You will be able to appeal both the amount of the arrears and the penalty to an Employment Tribunal (an Industrial Tribunal in Northern Ireland) under new appeal rights. You can call the National Minimum Wage Help line in confidence on Tel 0845 6000 678.

The rates are as follows:

The rates set are based on the recommendations of the independent Low Pay Commission. The rates change on 1st October each year.

National Minimum Wage rates applicable from 1 October 2008

  • Workers aged 22 and over – £5.73 per hour
  • Workers aged 18-21 –         £4.77 per hour
  • Workers aged 16-17 –         £3.53 per hour
  • Accommodation offset –      £4.46 per day (£31.22 per week)

Tips for new employers

The basic rules for employers with new employees are important for any business.

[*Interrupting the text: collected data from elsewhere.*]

PR #1519, opened 2022-03-15
Include TRE_ID in debugging SP name

stuartleeks:
If multiple developers are using the same AAD tenant then it looks like the first developer is able to run `make setup-local-debugging` but other developers using that tenant will get an error similar to the error below:

```
WARNING: Found an existing application instance of "xxxxxxxx-xxxx-xxxx-xxxx-xxxxxxxxxxx". We will patch it
ERROR: Insufficient privileges to complete the operation.
```

Adding the `TRE_ID` into the SP name will ensure uniqueness and allow multiple developers to run in a shared AAD tenant.

### DIFF
--- a/scripts/setup_local_debugging.sh
+++ b/scripts/setup_local_debugging.sh
@@ -45,7 +45,7 @@ az role assignment create \
 
 # Configure SP for local resource processor debugging (Porter can't use local creds)
 echo "Configuring Service Principal for Resource Processor debugging..."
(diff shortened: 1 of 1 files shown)


damoodamoo:
hiya - i mentioned this in the chat - i have this covered in my PR already - #1517

stuartleeks:
@damoodamoo - yeah, @ross-p-smith  mentioned this, but I wanted to pull it out into a small PR that can be pushed through quickly 😄

damoodamoo:
i'll unwind my change then

ross-p-smith (approved):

There is no ‘Casual Labour’ exemption, if you take an employee on with intention of keeping them for just a couple of weeks on a temporary basis – the rules still apply.

If the correct PAYE and NIC is not deducted off employees, then the Employer will be held liable for any shortfall discovered.

If a new employee does not have a P45 from their previous job, then they must sign a P46 (or if they are students working only in the holidays, a P38S).

If they tick Boxes A or B – they will be on the emergency PAYE code (of 647L in 2009/10)

Employees on the basic code of 647L will pay no tax on earnings up to £125 a week, above that tax is deducted at 20%.

National Insurance Contributions are paid by the employee (11%) and employer (12.8%) on earnings above £110 per week.

If the week’s earnings are between £95.01 and £110.00 per week there are no contributions deducted but the employee is still credited with a basic National Insurance contribution. For this reason a form P11 (deduction sheet) must be maintained throughout the year for the employee.

If the employer does not pay an employee more than the NIC LEL (Lower Earnings Level) (of £95 a week in 2009/10), they do not have to prepare a P11 deductions sheet for them or include them on the year end P35. However, the employer must still have a record of wages paid to each employee in each week or month.

Service companies and the year end return

It’s time for employers to complete and file the annual PAYE return (form P35), and for the second year the form asks about the status of the company, causing some confusion and concern.

The form has these two questions which require yes or no answers:

Are you a Service Company?

–  If “yes”, have you operated the Intermediaries legislation (sometimes known as IR35) or the Managed Service Companies legislation?

Guidance on how to answer these questions is found on page 18 of the leaflet E10 (2009): Finishing the Tax year up to 5 April 2009.

If the business has no employees it will not be completing a form P35.

The introduction the guidance to section 6 says:

The first question narrows those employers who need to consider whether the second question applies.

This is a helpful statement as it leads you to believe that if your business is not a Managed Service Company (MSC) and is not affected by IR35 you can answer “no” to both the first and second questions.

However, the detailed guidance to question 1 indicates that you should answer “yes” to question 1 if the owners of the business perform any services in person for the customers of the business, and the income from that work forms at least half the total business income. Services are generally anything that is not the provision of goods.

It is clear that you should only answer “yes” to question 2 if the IR35 or MSC rules do apply to your business, all other businesses should answer “no”.

However, a “yes” to question 1 and “no” to question 2 might give the Taxman cause for concern as it will not be what he is expecting. Indeed these companies could well be contacted at some point in the future by HMRC.

Businesses who are confident they are not subject to IR35 or the MSC legislation, might therefore wish to answer “no” to both questions 1 and 2 in section 6 of part 3 to the P35 form for 2008/09.